PR #5831, opened 2022-10-11
refactor(ingester): remove tombstone support and delete tests from `query_tests`

### LINKED ISSUE #5825: Deprecate tombstone support in Ingester
As a group, we have decided to temporarily de-prioritise predicate-based delete functionality (retention-based deletes will be a supported feature, and is not affected by this ticket).

As a group we also agreed to remove the temporarily unused tombstone/delete code paths.

This ticket tracks me removing tombstones in the ingester.

domodwyer:
This is a big one!

This PR removes the `DmlDelete` handling code in the ingester, and any tests that depended on it. This is currently unused, adds significant complexity, and the impl would be changing significantly (like, completely) in the short-term future anyhow.

Please note **the code is not gone** - it lives on in the git history - it's just no longer a maintenance and complexity burden.

Closes #5825.

---

* refactor(ingester): remove tombstone support (c4f542bbe)

      This commit removes tombstone support from the ingester, and deletes
      associated code/helpers/tests. This commit does NOT remove tombstone
      support from any other service, but MAY include removing overlapping
      test coverage.
      
      This also removes the tombstone support from the Ingester -> Querier RPC
      response message.
      
      This has the nice side effect of removing a whole lot of thread spawning
      in the ingester tests for the Executor, speeding everything up!


alamb (commented):
I plan to review the changes to query_tests in detail later today

jacobmarble (approved):
LGTM. It's not an easy decision to remove code that supports delete operations, but after several conversations, I've concluded that it's the best decision.

NGA-TRAN (approved):
Since we remove the code to support delete, it makes sense to remove all the tests. We just have to accept we need to rewrite all the tests when we add deletes back in. 
I do not think we will reuse the removed tests even though they are still in GitHub, they are useful and we want to reuse them.

PR #5837, opened 2022-10-11
feat: add file size into estimated memory

### LINKED ISSUE #5835: Count file size in memory budget
# Rationale

Per discussion with @alamb recently, when we compact a file, we first read all of the file into memory. Then when we run DF plan, for each column, DF/arrow allocates `8K * arrow-col-size` for that column. Hence the memory estimate should include both those memory. Our recent change includes only the latter one. This ticket us to add the former

NGA-TRAN:
Closes #5835 


compactor/src/cold.rs
```diff
@@ -937,7 +937,7 @@ mod tests {
         let mut config = make_compactor_config();
 
         // Set the memory budget such that only some of the files will be compacted in a group
-        config.memory_budget_bytes = 1050;
+        config.memory_budget_bytes = 10000;
```
NGA-TRAN, line 940: Since we add file size into the estimation, we need to increase the budget for the test to work as expected

compactor/src/cold.rs
```diff
@@ -962,11 +959,10 @@ mod tests {
             .with_max_time(20)
             .with_creation_time(time_38_hour_ago)
             .with_compaction_level(CompactionLevel::FileNonOverlapped);
+        // p1 file size: 1757
         let pf1 = partition.create_parquet_file(builder).await;
-        size_overrides.insert(
-            pf1.parquet_file.id,
-            compactor.config.max_desired_file_size_bytes as i64 + 10,
-        );
+        println!("=== p1 file size: {:#?}", pf1.parquet_file.file_size_bytes);
```
NGA-TRAN, line 964: I keep this here on purpose in case the size is changed later

compactor/src/cold.rs
```diff
@@ -951,9 +951,6 @@ mod tests {
             Arc::clone(&metrics),
         ));
 
-        // parquet files that are all in the same partition
-        let mut size_overrides = HashMap::<ParquetFileId, i64>::default();
```
NGA-TRAN, line 955: Found that this is redundant in this test

compactor/src/parquet_file_lookup.rs
```diff
@@ -88,17 +88,20 @@ impl ParquetFilesForCompaction {
         let mut level_2 = Vec::with_capacity(parquet_files.len());
 
         for parquet_file in parquet_files {
+            // Estimate the bytes DataFusion needs when scan this file
             let estimated_arrow_bytes = partition.estimated_arrow_bytes(
                 min_num_rows_allocated_per_record_batch_to_datafusion_plan,
                 parquet_file.row_count,
             );
+            // Add bytes need to read this file into memory
+            let total_estimated_bytes = estimated_arrow_bytes + parquet_file.file_size_bytes as u64;
```
alamb, line 97: Since we are trying to be conservative, I suggest we consider estimating the RAM required to store the output parquet file as well. 

Ideally we'll make the plans fully streaming at some point, but for now they need to buffer the input parquet files in RAM as well as buffer the output files in RAM.

Thus, perhaps we might want to change this estimate to 

```suggestion
            // as well as the bytes needed to buffer the output
            let total_estimated_bytes = estimated_arrow_bytes + (2 * parquet_file.file_size_bytes as u64);
```

alamb (approved):
Looks good to me. I have another suggestion for tuning the estimate but this seems better than what is on `main` so 👍

NGA-TRAN:
Due to the increase in estimate memory, I need to update the tests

§

■ Work instructions ■
Scan the material for the string "opened". Copy each line where it appears.

■ Written answer ■
PR #5831, opened 2022-10-11
PR #5837, opened 2022-10-11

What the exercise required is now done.